--- Supplied entries ---
PR #385, opened 2021-08-18
Refactors TektonPipeline Reconciler

sm43:

# Changes

# Submitter Checklist

review them:

# Release Notes


pkg/apis/operator/v1alpha1/tektonpipeline_lifecycle.go
```diff
@@ -21,13 +21,25 @@ import (
...
 )
 
+const (
+	CrdInstalled         apis.ConditionType = "CrdInstalled"
+	ClustersScoped       apis.ConditionType = "ClusterScopedInstalled"
+	NamespaceScoped      apis.ConditionType = "NamespaceScopedInstalled"
+	DeploymentsInstalled apis.ConditionType = "DeploymentInstalled"
+	WebhookReady         apis.ConditionType = "WebhookReady"
+	ControllerReady      apis.ConditionType = "ControllerReady"
+)
```
nikhil-thomas, line 31:
```suggestion
	CrdInstalled         apis.ConditionType = "CRDsInstalled"
	ClustersScoped       apis.ConditionType = "ClusterScopedResourcesInstalled"
	NamespaceScoped      apis.ConditionType = "NamespaceScopedResourcesInstalled"
	DeploymentsInstalled apis.ConditionType = "DeploymentsAvailable"
	WebhookReady         apis.ConditionType = "WebhooksReady"
	ControllerReady      apis.ConditionType = "ControllersReady"
)
```

So that we can make our Status more `read optimized and meaningful` for our users

pkg/apis/operator/v1alpha1/tektonpipeline_lifecycle.go
```diff
@@ -60,6 +76,85 @@ func (tps *TektonPipelineStatus) MarkInstallSucceeded() {
...
+	tps.MarkNotReady("Controller Deployment not available ")
+	pipelineCondSet.Manage(tps).MarkFalse(
+		ControllerReady,
+		"Error",
+		"Controller: %s", msg)
+}
+
 // MarkInstallFailed marks the InstallationSucceeded status as false with the given
 // message.
 func (tps *TektonPipelineStatus) MarkInstallFailed(msg string) {
```
nikhil-thomas, line 160: shall we remove functions like these as the respective "coditions" are removed in this pr.

pkg/reconciler/installer/init.go
```diff
@@ -0,0 +1,169 @@
...
+		deploymentPred,
+		servicePred,
+	); err != nil {
+		return err
+	}
+
+	return nil
+}
+
+func (i *Installer) IsInstalled(pred ...mf.Predicate) error {
```
nikhil-thomas, line 100: a better name for this function could be `CreateIfNotExists` 🧑‍💻

pkg/reconciler/kubernetes/tektonpipeline/tektonpipeline.go
```diff
@@ -19,24 +19,33 @@ package tektonpipeline
...
 const (
+	// Pipelines ConfigMap
 	featureFlag    = "feature-flags"
 	configDefaults = "config-defaults"
+
+	proxyLabel = "operator.tekton.dev/disable-proxy=true"
+)
+
+var (
+	lastAppliedManifest mf.Manifest
```
nikhil-thomas, line 48: let us avoid this completely. This means we are storing state information related to an installtion inside a controller.
This might look ok in our case as we can assume, there will be only one instance of our CRD. However, this could be very confusing for anyone new reading this code as this essentially is storing state in a stateless component (controller).

nikhil-thomas: i have added comments on 2 different places in this file where `lastAppliedManifest` could be replaced/eliminated.

pkg/reconciler/kubernetes/tektonpipeline/tektonpipeline.go
```diff
@@ -80,13 +89,15 @@ func (r *Reconciler) FinalizeKind(ctx context.Context, original *v1alpha1.Tekton
...
-	if err != nil {
-		logger.Error("Unable to fetch installed manifest; no cluster-scoped resources will be finalized", err)
-		return nil
+
+	if reflect.DeepEqual(lastAppliedManifest, mf.Manifest{}) {
+		lastAppliedManifest = r.manifest
+		if err := r.transform(ctx, &lastAppliedManifest, original); err != nil {
+			return err
+		}
 	}
```
nikhil-thomas, line 98:
```suggestion
     lastAppliedManifest = r.manifest
     if err := r.transform(ctx, &lastAppliedManifest, original); err != nil {
	return err
    }
```

can we assume that when the finzlizer is called there will be no change in spec after the `DeletionTimeStamp` is set.
In that case, we can perform the deletion on transformed list of r.manifest.

pkg/reconciler/kubernetes/tektonpipeline/tektonpipeline.go
```diff
@@ -96,47 +107,166 @@ func (r *Reconciler) FinalizeKind(ctx context.Context, original *v1alpha1.Tekton
...
+		ready := tp.Status.GetCondition(apis.ConditionReady)
+		if ready != nil && ready.Status == corev1.ConditionTrue {
+			tp.Status.MarkNotReady("spec changed, reconciling")
+			return fmt.Errorf("reconcile again")
+		}
+
+		lastAppliedManifest = r.manifest
+		if err := r.transform(ctx, &lastAppliedManifest, tp); err != nil {
+			tp.Status.MarkNotReady("transformation failed: " + err.Error())
+			return err
```
nikhil-thomas, line 163: it looks like here, the `lastAppliedManifest`  is stored for the sake of Finalizer. 

In other words, we are using `lastAppliedManifest` to communicate between 2 different reconcile loops.
Let us avoid doing that, as this makes a counter-intutive assumption, uncommon assumption that a piece of state will be recorded in a variable by a previous invocation of the reconciler.

pkg/reconciler/kubernetes/tektonpipeline/tektonpipeline.go
nikhil-thomas: In short, any restart of controller pod will reset `lastAppliedManifest` to empty.

nikhil-thomas:
The refacotring is great. Now the reconciler is more Readable 👍 
I have a few comments apart from that everything else looks great.

pkg/apis/operator/v1alpha1/tektonpipeline_lifecycle.go
sm43: some are still there as we user `TektonComponent` so we have to define if we define the interface
but we can do the cleanup as we refactor other components

pkg/apis/operator/v1alpha1/tektonpipeline_lifecycle.go
```diff
@@ -17,111 +17,155 @@ limitations under the License.
...
 
-// SetVersion sets the currently installed version of the component.
 func (tps *TektonPipelineStatus) SetVersion(version string) {
 	tps.Version = version
 }
 
-// GetManifests gets the url links of the manifests.
-func (tps *TektonPipelineStatus) GetManifests() []string {
-	return tps.Manifests
+func (tps *TektonPipelineStatus) MarkInstallSucceeded() {
```
sm43, line 141: this are not used now but we need to define as `extension` uses `TektonComponent` 
but will be removed as refactor other components refactor the TektonComponent

pkg/apis/operator/v1alpha1/common.go
```diff
@@ -31,7 +31,7 @@ const (
 	InstallSucceeded apis.ConditionType = "InstallSucceeded"
 	// DeploymentsAvailable is a Condition indicating whether or not the Deployments of
 	// the respective component have come up successfully.
-	DeploymentsAvailable apis.ConditionType = "DeploymentsAvailable"
+	// DeploymentsAvailable apis.ConditionType = "DeploymentsAvailable"
```
nikhil-thomas, line 34:
```suggestion
```

pkg/apis/operator/v1alpha1/tektonpipeline_lifecycle.go
```diff
@@ -21,107 +21,145 @@ import (
 	"knative.dev/pkg/apis"
 )
 
-var (
-	_ TektonComponentStatus = (*TektonPipelineStatus)(nil)
```
nikhil-thomas, line 25: can we add this check back when we refactor the other reconcilers. 
if yes, could you comment this for now instead of removing it. Also mark it as TODO.

pkg/reconciler/kubernetes/tektonpipeline/tektonpipeline.go
```diff
@@ -64,31 +73,10 @@ var _ tektonpipelinereconciler.Finalizer = (*Reconciler)(nil)
...
-	logger.Info("Deleting cluster-scoped resources")
-	manifest, err := r.installed(ctx, original)
-	if err != nil {
-		logger.Error("Unable to fetch installed manifest; no cluster-scoped resources will be finalized", err)
-		return nil
-	}
-	if err := common.Uninstall(ctx, manifest, nil); err != nil {
-		logger.Error("Failed to finalize platform resources", err)
-	}
+
```
nikhil-thomas, line 79: why does this finalizer don't have a Delete call on the associated InstallerSet.

pkg/reconciler/kubernetes/tektonpipeline/tektonpipeline.go
```diff
@@ -97,46 +85,213 @@ func (r *Reconciler) FinalizeKind(ctx context.Context, original *v1alpha1.Tekton
...
 		return err
 	}
-	stages := common.Stages{
-		r.appendPipelineTarget,
-		r.transform,
-		common.Install,
-		common.CheckDeployments,
+
+	// Mark PreReconcile Complete
+	tp.Status.MarkPreReconcilerComplete()
```
nikhil-thomas, line 108: wow! nice 👍

pkg/reconciler/kubernetes/tektonpipeline/tektonpipeline.go
```diff
@@ -97,46 +85,213 @@ func (r *Reconciler) FinalizeKind(ctx context.Context, original *v1alpha1.Tekton
...
+	} else if ready.Status == corev1.ConditionFalse {
+		tp.Status.MarkInstallerSetNotReady(ready.Message)
+		r.enqueueAfter(tp, 10*time.Second)
+		return nil
+	}
+
+	// Mark InstallerSet Ready
+	tp.Status.MarkInstallerSetReady()
+
+	if err := r.extension.PostReconcile(ctx, tp); err != nil {
```
nikhil-thomas, line 226: 👍

pkg/apis/operator/v1alpha1/tektonpipeline_lifecycle.go
sm43: yes we can add this back later, will add a comment

pkg/reconciler/kubernetes/tektonpipeline/tektonpipeline.go
sm43: We can have a delete call, but as we have owner ref for InstallerSet, it will be garbage collected.
It will take some time to delete all resources after deleting TektonPipeline.
Deleting TektonPipeline would be when user want to uninstall and delete everything, so allowing it sometime to be garbage collected would be fine I think.
In case of InstallerSet controller might have to create a new so we delete all resources explicitly
wdyt?

nikhil-thomas: let us add the explict deletion to be on the safe side. 
Past experience has shown that we cannot rely 100% on gargbage colelction, as it is non-blocking.

nikhil-thomas: in addition, as we had the explict deletion before refactoring, let us add the explicit deletion. so that we don't get any surprises.
ref: https://github.com/tektoncd/operator/blob/dcf6156122cd8389673623640b3433d94b83d208/pkg/reconciler/kubernetes/tektonpipeline/tektonpipeline.go#L89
---
▶ **Prompt**
The expected answer is one number: how many lines above contain "assume".

▶ **Written solution**
2